You can read the first part of this series here.
Our Mary, Right or Wrong
by ALEX CARNEVALE
Meeting the great influx of immigrants from Western Europe during and after the war changed Mary McCarthy's mind about American involvement in the conflict. She found herself in a new circle of intellectuals, many of whom were Jewish and had faced the horrors of fascism and communism firsthand. She began teaching at Bard College to support herself when checks from The New Yorker proved insufficient. She fell in with a New Yorker grunt, the twenty-five year old Bowden Broadwater, who was eight years Mary's junior, and he began visiting her at Bard on weekends. They eloped a year later — his first, and her third. As Gore Vidal once snidely put it, "Women like Mary marry for a purpose."
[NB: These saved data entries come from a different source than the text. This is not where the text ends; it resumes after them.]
PR #13, opened 2022-02-09
Fix segment

vferat:
Fix predict algorithm


mscheltienne:
I've copied the reference in #14, so if we go ahead with #14; this PR is not needed.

For the first time in her life, Mary was both stable and happy. But her writing was soon to cause the trouble in her public life that has dissipated from her private one. Her take on the Partisan Review crowd, a novella titled The Oasis, incensed Saul Bellow and fellow Partisan Review contributor Harold Kaplan, who wrote that
Bellow and I spent half the night talking about Mary McCarthy's alleged story. Perhaps there is something an outraged masculine reaction involved (as I believe there was in much of the critical reaction to her first book) but we believe this thing is so vile, so perfect an example of everything that is nasty in New York and everything that is sterile in recent American writing, that we came to the conclusion that something should be done about it.
As usual, the males in her crowd proved to be the truly humorless ones, but that didn't account for the response to McCarthy's short novel completely. It was primarily that she had no problem with putting the people in her life in her writing, and that they were never flattered by her portraits of them. One person, however, called McCarthy's novel a gem. That was Hannah Arendt.
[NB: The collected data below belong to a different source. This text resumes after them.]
PR #14, opened 2022-02-09
Refactor clustering

mscheltienne:
PR to propose a refactor structure for clustering algorithm(s):

- Define a base abstract private class `_BaseCluster`: what is a clustering class suppose to look like, what are the common variable/methods, what are the abstract method that are expected to be present, ...
- Opens the door for different clustering algorithms to be added in the (far) future.
- Rename `clustering` to `cluster` and `ModKMeans` to `KMeans` to match scikit-learn: https://scikit-learn.org/stable/modules/generated/sklearn.cluster.KMeans.html   What did `Mod` stands for anyway?
- Add more error checking on user input, add key variables as read-only properties
- Split properties between pre-fit (defines the algorithm) and post-fit, have the post-fit variables reset if `.fitted` is set to False.
- Improve some docstrings
- Improve some parts of the code


pycrostates/cluster/kmeans.py
```diff
@@ -0,0 +1,289 @@
...
+    def random_state(self):
+        """
+        Random state.
+
+        :type: `None` | `int` | `~numpy.random.RandomState`
+        """
+        return self._random_state
+
+    @property
+    def GEV(self):
```
vferat, line 229: Maybe we can follow the sklearn convention for this one  -> Attributes that have been estimated from the data must always have a name ending with trailing underscore
def GEV_(self):

and change self._GEV to self.GEV_

pycrostates/cluster/kmeans.py
```diff
@@ -0,0 +1,289 @@
...
+        """
+        GEV fit variable.
+        """
+        if self._GEV is None:
+            assert not self._fitted  # sanity-check
+            logger.warning('Clustering algorithm has not been fitted.')
+        return self._GEV
+
+    @property
+    def labels(self):
```
vferat, line 239: sklearn convention:   _labels -> labels_

pycrostates/cluster/kmeans.py
mscheltienne: Ok, so I'll keep the attribute as `self._gev` (private) but rename the property to `GEV_`

pycrostates/cluster/kmeans.py
mscheltienne: What is the difference? ^^' What is the sklearn convention for this one?

pycrostates/cluster/kmeans.py
mscheltienne: To be sure, there are 3 variables that have been estimated from data and should end with a trailing underscore: `GEV`, `labels` and `cluster_centers`. Correct?

mscheltienne:
[52772f0](https://github.com/vferat/pycrostates/pull/14/commits/52772f0b0ff284713e9a829560def3480adafae9) passes current tests.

The two had met earlier, but Arendt had been shocked by what she perceived as sympathy for Hitler's desperate desire to be loved by the French during his occupation of Paris. After the publication of The Oasis, the two began a lifelong friendship. Although Arendt was mostly unknown at this time, the publication of her The Origins of Totalitarianism launched her into prominence in 1951 at the age of 45. A sexual relationship with Martin Heidegger was already in Hannah's past, and McCarthy was drawn to her worldliness and the fact that they seemed to agree on everything.
Mary experimented with more journalistic writing, penning a series about the homosexual underbelly of Greenwich Village that ran in the New York Post. She was paid $800, and it attracted publishers to a collection of her essays, which Robert Giroux would eventually publish. Her college novel The Groves of Academe was published in 1952, a stinging satire of both Joseph McCarthy-era politics and the insulated liberalism that indoctrinated college students. As usual, men found the work incomprehensible, with Dwight MacDonald writing, "Why does she have to be so goddamned snooty, is she god or something?" The problem with writing about how boorish some men are is that they will be writing the reviews of the book where you are saying that.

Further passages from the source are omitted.